• [What the task asks]
Your answer should be the lines below from the one holding "fix: privatekey suffix between 3 and 5 chars" through the one holding "I think the", copied exactly and with nothing else.

*** Opening of Data supplied ***

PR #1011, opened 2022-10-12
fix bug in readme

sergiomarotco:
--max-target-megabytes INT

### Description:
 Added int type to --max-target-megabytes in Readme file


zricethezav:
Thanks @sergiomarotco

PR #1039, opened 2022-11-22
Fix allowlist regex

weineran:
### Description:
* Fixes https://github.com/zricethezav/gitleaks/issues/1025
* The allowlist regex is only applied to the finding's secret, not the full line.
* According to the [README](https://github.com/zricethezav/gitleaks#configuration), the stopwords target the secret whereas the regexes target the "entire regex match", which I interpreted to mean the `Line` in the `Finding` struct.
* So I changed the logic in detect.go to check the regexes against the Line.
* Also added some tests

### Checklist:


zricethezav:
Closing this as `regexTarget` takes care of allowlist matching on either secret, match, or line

*** Close of Data supplied ***
*** Opening of Data supplied ***

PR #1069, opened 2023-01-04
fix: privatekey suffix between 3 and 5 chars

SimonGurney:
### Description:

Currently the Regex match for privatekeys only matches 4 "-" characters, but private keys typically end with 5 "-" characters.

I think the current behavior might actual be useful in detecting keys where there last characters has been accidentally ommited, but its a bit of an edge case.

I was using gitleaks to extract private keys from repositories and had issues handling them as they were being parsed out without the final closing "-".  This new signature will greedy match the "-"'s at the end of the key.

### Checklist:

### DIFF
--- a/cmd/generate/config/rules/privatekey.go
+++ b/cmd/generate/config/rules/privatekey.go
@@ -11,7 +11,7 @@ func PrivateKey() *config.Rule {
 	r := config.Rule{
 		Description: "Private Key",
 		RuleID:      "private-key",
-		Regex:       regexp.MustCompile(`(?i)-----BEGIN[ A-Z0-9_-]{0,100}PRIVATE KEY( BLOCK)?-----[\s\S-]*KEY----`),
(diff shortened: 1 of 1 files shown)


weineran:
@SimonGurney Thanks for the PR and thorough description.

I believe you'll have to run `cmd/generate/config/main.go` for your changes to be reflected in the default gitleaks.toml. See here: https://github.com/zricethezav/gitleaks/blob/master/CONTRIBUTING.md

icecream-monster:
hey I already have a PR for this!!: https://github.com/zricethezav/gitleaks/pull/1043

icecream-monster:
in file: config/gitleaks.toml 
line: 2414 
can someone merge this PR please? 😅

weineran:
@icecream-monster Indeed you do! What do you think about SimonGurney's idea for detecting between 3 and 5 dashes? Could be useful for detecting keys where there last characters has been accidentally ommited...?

*** Close of Data supplied ***

• [Answer to the exercise]
fix: privatekey suffix between 3 and 5 chars

SimonGurney:
### Description:

Currently the Regex match for privatekeys only matches 4 "-" characters, but private keys typically end with 5 "-" characters.

I think the current behavior might actual be useful in detecting keys where there last characters has been accidentally ommited, but its a bit of an edge case.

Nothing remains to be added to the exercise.